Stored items
********************

PR #977, opened 2016-04-08
Update README.md

nikete:


arielf:
@nikete 

Thanks for the patch!

Trying to think minimalist: do we actually need the `-dev` version of zlib?
If (unlike boost) it is not written in C++, woudn't `zlib1g` be sufficient?

Also: I'm surprised this is actually needed at all.  Have you actually got a build error without it on Ubuntu? `zlib` is so universal (used by so many programs), that I believe on Ubuntu it always already be installed anyway. No?

Thanks again

nikete:
you need to the header to build, hence the -dev, so I think yes.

********************

TASK REQUIREMENTS:
Pick each line holding the word "think" out of the data and copy it.

SOLUTION TO THIS TASK:
Trying to think minimalist: do we actually need the `-dev` version of zlib?
you need to the header to build, hence the -dev, so I think yes.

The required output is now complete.